The Loch Leven Heritage Trail runs for 13 miles around the shores 0f Loch Leven, immediately next to Kinross in Central Scotland. The trial is mostly level or slightly undulating, other than a short climb at RSPB Loch Leven and is suitable for walkers, cyclist, runners and, of course, kick scooter riders.
As always I like to do some research into prospective routes beforehand and this one was no different with my main question being the condition of the trail surface. It was obvious from images found online that the trail was compacted gravel and appeared quite rough in places. Smooth tarmac would have been ideal but gravel it was. This left the question of which Swifty to take, the Swifty Zero or the Swifty Air. Had the trail been tarmac it would have been the Swifty Zero with its faster skinnier tyres but the Swifty Air is ideally set up for this type of trail with larger tyres, so Swifty Air it would be.
Located some 40 miles from home in Bonnyrigg and most of the route on dual carriageway or motorway, only 45 minutes saw me arriving in Kinross. Parking is readily available at various locations but most are unlit at night and out of the way, I wanted to check out a suitable location to park for a future night-ride and found that a suitable option was at the woollen mills to the south of Kinross, also with a link path to the trail. Today, I parked at Kirkgate Park, right next to the loch and the trail.
I followed the trail in a clockwise direction, immediately noticing that the trail was very rough and worn, making for quite hard work on the Swifty Air, despite the larger tyres. I did find myself hoping the trail surface would improve and would not be like this all the way round. However, conditions did improve and some sections were smooth and fast. Even the rougher section offered smooth edges where erosion had left the finer materials.
The trail passed through various stretches of woodland and was busy with runners, dog walkers and cyclists, most were courteous but a few, mostly men, seemed annoyed by my presence, despite me stopping to let them past they would not exchange a hello or wave. Parts of the trail were through damp areas of woodland bordering the loch and the scent of Himalayan Balsam filled the air.
After crossing a small bridge, where the water from the loch flow into the River Leven, the first short uphill section begins, taking me past RSPB Loch Leven. I was tempted to visit the cafe but I had no lock to secure the Swifty and made a mental note to get one. Having now left the shelter of woodland, the next section is more exposed with a fair headwind running alongside the B9097, before another short climb to a viewing area with shelter, benches and some sculptures. Worth a stop here as the views are excellent.

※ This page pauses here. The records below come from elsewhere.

Issue #283, opened 2026-08-07
[Bug]: ConfirmModal is not an accessible dialog (no role, Escape, or focus management)


perrozzi:
## Summary

`ConfirmModal` is the app-wide confirmation dialog (persona/document/form delete, unsaved-score guard, and now the prototype build gate), but it is not a dialog as far as assistive technology is concerned:

- no `role="dialog"` / `aria-modal="true"`
- no Escape-to-close
- no focus trap, and no focus restore to the triggering control

It does handle overlay-click.

## Why this matters now

PR #282 replaced two `window.confirm` calls in `BuildPrototypeButton` with `ConfirmModal`. That was a win for styling, translation and consistency, but a **net accessibility regression for that specific control**: a native `window.confirm` is focused automatically by AT and is dismissible with Escape, whereas `ConfirmModal` is neither. This issue tracks closing that gap rather than leaving it implicit.

`UserProfileModal` was fixed individually in #281 (Escape, overlay click, `role="dialog"`, `aria-modal`, `aria-labelledby`). Doing the same per-modal does not scale — hence a shared shell.

## Proposed change

Make `ConfirmModal` the reference implementation, or extract a shared modal shell that owns:

1. `role="dialog"` + `aria-modal="true"` + `aria-labelledby` wired to the title.
2. Escape-to-close via the existing `src/hooks/useEscapeKey.ts`.
3. Focus trap while open, and focus restored to the trigger on close.
4. Overlay-click-to-close (already present) kept, with the panel not swallowing its own clicks.

Then adopt it in `ConfirmModal`, `UserProfileModal`, `SubmissionsModal`, and the `UserAdmin` create/edit modals.

## Acceptance criteria

- [ ] Every app modal exposes `role="dialog"` and an accessible name.
- [ ] Escape closes every modal; overlay click closes; clicking the panel does not.
- [ ] Focus is trapped while open and returns to the trigger on close.
- [ ] Regression tests per behaviour, including the negative "panel click does not close" case.

## Notes

Remaining item from U12; the earlier parts shipped in #281 and #282. Automated and DOM-level checks can verify the attributes and key handling, but confirming these surfaces are genuinely usable needs a manual screen-reader pass.

perrozzi:
> 🤖 **Automated triage.** The labels and duplicate candidates below are suggestions, not decisions.

Thanks for the detailed write-up, and for tying it back to the follow-on work from #281/#282.

[...]

PR #284, opened 2026-08-07
feat(ui): add a shared ModalShell that owns dialog semantics

perrozzi:
## Summary

Stage 1 of #283: a shared `ModalShell` that owns dialog semantics, adopted in `ConfirmModal` to validate the API.

Per the [audit](https://github.com/aws-samples/sample-voice-of-customer-datalake/issues/283), 23 files render `fixed inset-0` overlays and only 2 declare `role="dialog"` / 3 handle Escape. Fixing each one by hand — as #281 did for `UserProfileModal` — does not scale, and leaves the next author free to omit the same things again.

## What the shell owns

Adopting it is sufficient to get all of these:

- `role="dialog"` + `aria-modal="true"` + a non-empty accessible name
- **Escape closes**, via the existing `useEscapeKey` hook
- **overlay click closes**, with the overlay as a *sibling* of the panel so the panel never swallows its own clicks (the fused-overlay bug #281 fixed by hand)
- **focus moves into the dialog** on open and **returns to the trigger** on close
- **Tab is trapped** inside the dialog

`dismissable={false}` disables Escape *and* overlay click together — leaving one active would be an inconsistency users cannot see.

## One API decision worth flagging

`ariaLabel` is a **string**, not a node. My first draft rendered the title into a hidden element and pointed `aria-labelledby` at it — which produces a **nameless dialog** whenever the title is a `ReactNode`, since the hidden element renders empty. A plain string cannot resolve to empty. The visible heading stays in `children`, where every modal already renders it.

## ConfirmModal adoption

Chosen first deliberately: most-used modal, already closest to correct, so it exercises the API against real call sites (persona/document/form delete, unsaved-score guard, and the prototype build gate from #282).

It gains role/`aria-modal`/Escape/focus management, and passes `dismissable={!isLoading}` — closing an in-flight confirmation would not cancel the work it already started.

## Testing

- 9 shell tests: closed renders nothing, dialog role + accessible name, Escape, overlay click, **panel click does NOT close** (the load-bearing negative that pins the sibling-overlay layering), non-dismissable ignores both, focus-in, focus-restore-to-trigger, Tab wrap.
- **Non-vacuity verified:** removing the `useEscapeKey` call and the focus-restore line fails exactly those two tests (2 failed / 7 passed), then restoring goes green.
- Full frontend suite **1831 passed / 116 files** (was 1822/115). `tsc` clean, ESLint clean.
- Every existing `ConfirmModal` call site is unchanged in behaviour — the suite passing untouched is the evidence, since `ConfirmModal` is used across personas, documents, forms and prototypes.

## Not in this PR

Stages 2-4: the two known traps (`TemplateWizard` and the Documents → "New Document" wizard), then the remaining dedicated modals, then the inline overlays in `Layout`/`Chat`/`Projects`/`FeedbackForms`/`DocumentsTab` — those last need judgement about whether they are really dialogs.

Deliberately staged so each step is independently reviewable and browser-verifiable; a partial migration that stalls halfway would leave two competing modal patterns in-tree.

## Verification caveat

Not yet deployed or browser-tested. Given that browser testing caught a production bug in #282 that 1821 green tests missed, I would treat this as **test-verified only** until the shell is exercised on a real deployment.

### DIFF
--- a/voc-datalake/frontend/src/components/ConfirmModal/ConfirmModal.test.tsx
+++ b/voc-datalake/frontend/src/components/ConfirmModal/ConfirmModal.test.tsx
@@ -124,4 +124,41 @@ describe('ConfirmModal', () => {
       expect(confirmButton.querySelector('.animate-spin')).toBeInTheDocument()
     })
   })
+
+  // Adopting ModalShell added Escape and focus management, and made dismissal
+  // conditional on isLoading. That last part is a deliberate BEHAVIOUR CHANGE:
+  // previously a backdrop click during an in-flight confirm called onCancel,
+  // which did not cancel the work it had already started.
+  describe('dismissal (ModalShell adoption)', () => {
+    it('is exposed as a modal dialog named by its title', () => {
+      render(<ConfirmModal {...defaultProps} />)
+
+      const dialog = screen.getByRole('dialog')
+      expect(dialog).toHaveAttribute('aria-modal', 'true')
+      expect(dialog).toHaveAccessibleName('Delete Item')
+    })
+
+    it('cancels on Escape and on overlay click when idle', async () => {
+      const user = userEvent.setup()
+      const onCancel = vi.fn()
+      render(<ConfirmModal {...defaultProps} onCancel={onCancel} />)
+
+      await user.keyboard('{Escape}')
+      expect(onCancel).toHaveBeenCalledTimes(1)
+
+      await user.click(screen.getByTestId('modal-overlay'))
+      expect(onCancel).toHaveBeenCalledTimes(2)
+    })
+
+    it('ignores Escape and overlay click while the confirmation is in flight', async () => {
+      const user = userEvent.setup()
+      const onCancel = vi.fn()
+      render(<ConfirmModal {...defaultProps} onCancel={onCancel} isLoading={true} />)
+
+      await user.keyboard('{Escape}')
+      await user.click(screen.getByTestId('modal-overlay'))
+
+      expect(onCancel).not.toHaveBeenCalled()
+    })
+  })
 })
--- a/voc-datalake/frontend/src/components/ConfirmModal/ConfirmModal.tsx
+++ b/voc-datalake/frontend/src/components/ConfirmModal/ConfirmModal.tsx
@@ -11,6 +11,7 @@
 
 import { Loader2, AlertTriangle } from 'lucide-react'
 import clsx from 'clsx'
+import ModalShell from '../ModalShell'
 
 interface ConfirmModalProps {
   isOpen: boolean
@@ -55,12 +56,18 @@ export default function ConfirmModal({
   const styles = variantStyles[variant]
 
   return (
-    <div className="fixed inset-0 z-50 flex items-center justify-center p-4">
-      {/* Backdrop */}
-      <div className="absolute inset-0 bg-black/50" onClick={onCancel} />
+    <ModalShell
+      isOpen={isOpen}
+      onClose={onCancel}
+      ariaLabel={title}
+      panelClassName="max-w-md"
+      // An in-flight confirmation must not be dismissable: closing the dialog
+      // would not cancel the work it already started.
+      dismissable={!isLoading}
+    >
       
       {/* Modal */}
-      <div className="relative bg-white rounded-xl shadow-xl max-w-md w-full p-4 sm:p-6">
+      <div className="p-4 sm:p-6">
         <div className="flex items-start gap-3 sm:gap-4">
           <div className={clsx('w-9 h-9 sm:w-10 sm:h-10 rounded-full flex items-center justify-center flex-shrink-0', styles.icon)}>
             <AlertTriangle size={18} className="sm:w-5 sm:h-5" />
@@ -89,6 +96,6 @@ export default function ConfirmModal({
           </button>
         </div>
       </div>
-    </div>
+    </ModalShell>
   )
 }
--- a/voc-datalake/frontend/src/components/ModalShell/ModalShell.test.tsx
+++ b/voc-datalake/frontend/src/components/ModalShell/ModalShell.test.tsx
@@ -103,6 +103,22 @@ describe('ModalShell', () => {
     expect(screen.getByRole('button', { name: 'visible' })).toHaveFocus()
   })
 
+  it('skips controls inside a hidden container, not just hidden controls', () => {
+    // The real collapsible-section shape: the CONTAINER is hidden, and computed
+    // display of a child inside it is the child's own value — so checking only
+    // the element misses this. Requires walking ancestors.
+    render(
+      <ModalShell isOpen onClose={onClose} ariaLabel="Test dialog">
+        <div style={{ display: 'none' }}>
+          <button>collapsed</button>
+        </div>
+        <button>visible</button>
+      </ModalShell>,
+    )
+
+    expect(screen.getByRole('button', { name: 'visible' })).toHaveFocus()
+  })
+
   it('restores focus to the triggering element when closed', async () => {
     const user = userEvent.setup()
     function Harness() {
--- a/voc-datalake/frontend/src/components/ModalShell/ModalShell.test.tsx
+++ b/voc-datalake/frontend/src/components/ModalShell/ModalShell.test.tsx
@@ -53,9 +53,9 @@ describe('ModalShell', () => {
 
   it('closes when the overlay is clicked', async () => {
     const user = userEvent.setup()
-    const { container } = renderShell()
+    renderShell()
 
-    const overlay = container.querySelector('.absolute.inset-0')
+    const overlay = screen.getByTestId('modal-overlay')
     expect(overlay).not.toBeNull()
     await user.click(overlay as Element)
 
@@ -76,10 +76,10 @@ describe('ModalShell', () => {
 
   it('ignores Escape and overlay clicks when not dismissable', async () => {
     const user = userEvent.setup()
-    const { container } = renderShell({ dismissable: false })
+    renderShell({ dismissable: false })
 
     await user.keyboard('{Escape}')
-    await user.click(container.querySelector('.absolute.inset-0') as Element)
+    await user.click(screen.getByTestId('modal-overlay') as Element)
 
     expect(onClose).not.toHaveBeenCalled()
   })
@@ -88,6 +88,19 @@ describe('ModalShell', () => {
     renderShell()
 
     expect(screen.getByRole('button', { name: 'first' })).toHaveFocus()
+  })
+
+  it('skips hidden controls when choosing where to put focus', () => {
+    // A modal with collapsible sections would otherwise focus an invisible
+    // control, leaving the user with no visible focus ring.
+    render(
+      <ModalShell isOpen onClose={onClose} ariaLabel="Test dialog">
+        <button style={{ display: 'none' }}>hidden</button>
+        <button>visible</button>
+      </ModalShell>,
+    )
+
+    expect(screen.getByRole('button', { name: 'visible' })).toHaveFocus()
   })
 
   it('restores focus to the triggering element when closed', async () => {
@@ -110,6 +123,65 @@ describe('ModalShell', () => {
     await user.click(screen.getByRole('button', { name: 'close' }))
 
     expect(trigger).toHaveFocus()
+  })
+
+  it('wraps shift-Tab from the first focusable back to the last', async () => {
+    const user = userEvent.setup()
+    renderShell()
+    const first = screen.getByRole('button', { name: 'first' })
+    const last = screen.getByRole('button', { name: 'last' })
+
+    first.focus()
+    await user.tab({ shift: true })
+
+    expect(last).toHaveFocus()
+  })
+
+  it('only the dialog holding focus reacts to Escape when shells are stacked', async () => {
+    // ConfirmModal is used as an unsaved-changes guard inside other modals, so
+    // shells nest. An unguarded document listener would close both on one press.
+    const user = userEvent.setup()
+    const onCloseOuter = vi.fn()
+    const onCloseInner = vi.fn()
+    render(
+      <>
+        <ModalShell isOpen onClose={onCloseOuter} ariaLabel="Outer">
+          <button>outer-button</button>
+        </ModalShell>
+        <ModalShell isOpen onClose={onCloseInner} ariaLabel="Inner">
+          <button>inner-button</button>
+        </ModalShell>
+      </>,
+    )
+    screen.getByRole('button', { name: 'inner-button' }).focus()
+
+    await user.keyboard('{Escape}')
+
+    expect(onCloseInner).toHaveBeenCalledTimes(1)
+    expect(onCloseOuter).not.toHaveBeenCalled()
+  })
+
+  it('does not trap Tab for a dialog that does not hold focus', async () => {
+    const user = userEvent.setup()
+    render(
+      <>
+        <ModalShell isOpen onClose={vi.fn()} ariaLabel="Outer">
+          <button>outer-first</button>
+          <button>outer-last</button>
+        </ModalShell>
+        <ModalShell isOpen onClose={vi.fn()} ariaLabel="Inner">
+          <button>inner-only</button>
+        </ModalShell>
+      </>,
+    )
+    const inner = screen.getByRole('button', { name: 'inner-only' })
+    inner.focus()
+
+    // Sole focusable in the focused dialog ⇒ Tab wraps to itself, and must not
+    // hand focus to the other shell's panel.
+    await user.tab()
+
+    expect(inner).toHaveFocus()
   })
 
   it('wraps Tab from the last focusable back to the first', async () => {
--- a/voc-datalake/frontend/src/components/ModalShell/ModalShell.test.tsx
+++ b/voc-datalake/frontend/src/components/ModalShell/ModalShell.test.tsx
@@ -1,0 +1,126 @@
+/**
+ * Tests for the shared modal shell (issue #283).
+ *
+ * These pin the behaviours the shell exists to guarantee, so that adopting it in
+ * a modal is enough to get them — the audit found 21 of 23 modal surfaces missing
+ * dialog semantics and 20 missing Escape, precisely because each one had to
+ * remember them independently.
+ */
+import { describe, it, expect, vi, beforeEach } from 'vitest'
+import React from 'react'
+import { render, screen } from '@testing-library/react'
+import userEvent from '@testing-library/user-event'
+import ModalShell from './ModalShell'
+
+const onClose = vi.fn()
+
+function renderShell(props: Partial<React.ComponentProps<typeof ModalShell>> = {}) {
+  return render(
+    <ModalShell isOpen onClose={onClose} ariaLabel="Test dialog" {...props}>
+      <button>first</button>
+      <button>last</button>
+    </ModalShell>,
+  )
+}
+
+describe('ModalShell', () => {
+  beforeEach(() => {
+    vi.clearAllMocks()
+  })
+
+  it('renders nothing when closed', () => {
+    renderShell({ isOpen: false })
+
+    expect(screen.queryByRole('dialog')).not.toBeInTheDocument()
+  })
+
+  it('exposes the panel as a modal dialog with an accessible name', () => {
+    renderShell()
+
+    const dialog = screen.getByRole('dialog')
+    expect(dialog).toHaveAttribute('aria-modal', 'true')
+    expect(dialog).toHaveAccessibleName('Test dialog')
+  })
+
+  it('closes when Escape is pressed', async () => {
+    const user = userEvent.setup()
+    renderShell()
+
+    await user.keyboard('{Escape}')
+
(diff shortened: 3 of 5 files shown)


perrozzi:

This PR adds a shared `ModalShell` component that centralises dialog semantics (role/`aria-modal`/accessible name, Escape, overlay-click, focus-in/restore, Tab trap) and adopts it in `ConfirmModal` as a first validation of the API. The implementation is clean, well-documented, matches the existing frontend patterns (clsx, `useEscapeKey`, type guard over `as` for `document.activeElement`), and comes with a focused vitest suite that includes the load-bearing negative (panel click must not close). No blockers found; a few robustness and test-coverage gaps worth addressing before Stages 2–4 land more adopters.

### Should fix

- `voc-datalake/frontend/src/components/ModalShell/ModalShell.tsx` — the Tab trap listener is on `document` with no "am I the top-most dialog?" guard, and the shift-Tab branch acts when `!panel.contains(active)`. Once two shells are stacked (very likely in Stage 2: `ConfirmModal` is already used as an unsaved-changes guard inside other modals, and `TemplateWizard` is on the list), shift-Tab inside the inner dialog will match the *outer* shell's `!panel.contains(active)` condition and yank focus to the outer panel's last focusable. Escape has the same shape via `useEscapeKey` on `document` — both dialogs would close from one keypress. Cheapest fix now: bail early unless `panel.contains(document.activeElement)` (or track a module-level open-shell stack and only let the last one act).
- `ModalShell.tsx` — the trap is asymmetric: the shift branch handles "focus is outside the panel", the forward branch only checks `active === last`. If focus ever ends up outside the panel (async content mount, iframe/embed, focus programmatically moved), forward Tab walks into the background page the trap exists to prevent. Mirror the `!panel.contains(active)` condition in the `!e.shiftKey` branch.
- `voc-datalake/frontend/src/components/ConfirmModal/ConfirmModal.tsx` — `dismissable={!isLoading}` is a genuine behaviour change (previously a backdrop click during an in-flight confirm called `onCancel`). The PR text says call-site behaviour is unchanged, but this one isn't, and it has no test. Add a `ConfirmModal` test asserting that with `isLoading` Escape and overlay click do **not** call `onCancel`, and that without it they do — otherwise this regresses silently the next time the shell's prop names change.
- `ModalShell.test.tsx` — only forward Tab wrap is covered. Add the shift-Tab wrap (first → last), since that branch carries the extra `!panel.contains(active)` condition and is the one most likely to break under the stacking fix above.

### Nits

- `ModalShell.tsx` — `focusable()` doesn't filter out elements that are hidden (`display:none`, `visibility:hidden`, `hidden`/`aria-hidden` ancestors, closed `<details>`). Any modal with collapsible sections will send focus to an invisible control. Also missing from the selector: `iframe`, `[contenteditable]`, `audio/video[controls]`.
- `ModalShell.tsx` — give the overlay `aria-hidden="true"` and a stable `data-testid` (e.g. `modal-overlay`); the tests currently reach for it via `container.querySelector('.absolute.inset-0')`, which couples them to Tailwind utility classes that a styling change will break.
- `ModalShell.tsx` — no body scroll lock while open, so the page behind still scrolls under the overlay. Not a regression (no existing modal does it), but the shell is the right place to own it.
- `ModalShell.tsx` — the `focusable()` doc comment ("excluding programmatically-focused ones") doesn't describe what the selector does; it excludes `tabindex="-1"`, i.e. non-tabbable elements.
- Focus lands on the first focusable in the panel. For `ConfirmModal` that's Cancel, which is the right default for destructive confirms — worth stating in the shell's docblock so a future `initialFocusRef` addition doesn't quietly change it.

---

perrozzi:

Since the last review the author moved Escape out of `useEscapeKey` into a single document-level `keydown` handler gated on `panel.contains(document.activeElement)`, made the Tab trap symmetric (`active === first` / `active === last`), taught `focusable()` to skip hidden/`details`-collapsed/`aria-hidden` candidates and added `iframe`/`contenteditable`/media candidates, gave the overlay `data-testid="modal-overlay"` + `aria-hidden`, and added five tests (hidden-control focus, shift-Tab wrap, two stacking cases, plus three `ConfirmModal` dismissal tests). All four previous Should-fix items are addressed; two nits remain and the new guard/filter each have a gap.

### Resolved
- Stacking: nested shells no longer both react to one Escape, and the shift-Tab yank into the outer panel is gone (guard + `active === first`).
- Tab trap is now symmetric across both directions.
- `ConfirmModal` now has tests pinning the `dismissable={!isLoading}` behaviour change (dialog name, idle Escape/overlay cancel, in-flight ignore).
- shift-Tab wrap (first → last) is covered.

### Still open
- Nit: no body scroll lock in the shell.
- Nit: docblock doesn't state that initial focus lands on the first focusable (Cancel for `ConfirmModal`), so a future `initialFocusRef` could quietly change it.

### New findings

**Should fix**

- `voc-datalake/frontend/src/components/ModalShell/ModalShell.tsx` — the focus-based stacking guard silently disables *both* Escape and the Tab trap whenever `document.activeElement` leaves the panel. That happens in ordinary flows: the focused control is removed or becomes `disabled` (browsers drop focus to `<body>`), focus enters an `iframe`, or something calls `blur()`. From then on Escape does nothing and Tab walks the background page — the exact failure the shell exists to prevent, now failing quietly. A module-level stack of open shells (only the last one acts), or a fallback of "if `activeElement` is `null`/`body`/`documentElement`, the top-most shell acts and pulls focus back in", keeps the stacking fix without this hole.
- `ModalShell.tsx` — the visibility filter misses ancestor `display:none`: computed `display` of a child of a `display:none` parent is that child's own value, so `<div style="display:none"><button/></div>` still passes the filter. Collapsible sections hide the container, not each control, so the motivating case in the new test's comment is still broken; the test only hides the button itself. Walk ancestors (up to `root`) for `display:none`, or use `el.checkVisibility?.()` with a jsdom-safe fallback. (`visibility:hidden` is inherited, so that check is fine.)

Next a downhill section needing some care due to trail erosion and then an easy scoot beside low-lying fields back into Kinross. The 13 miles had taken about 2 hours, and that includes plenty of photo stops. Next time I’d follow the trail in the opposite direction, placing the wind to my back in the more open areas and gain from the shelter of the woodland when heading back into the direction of the wind. Next visit, I think, will be a night ride, hopefully under a full moon and perhaps all the dog walkers, runners, cyclists and walkers will all be home in bed and I’ll have the place to myself.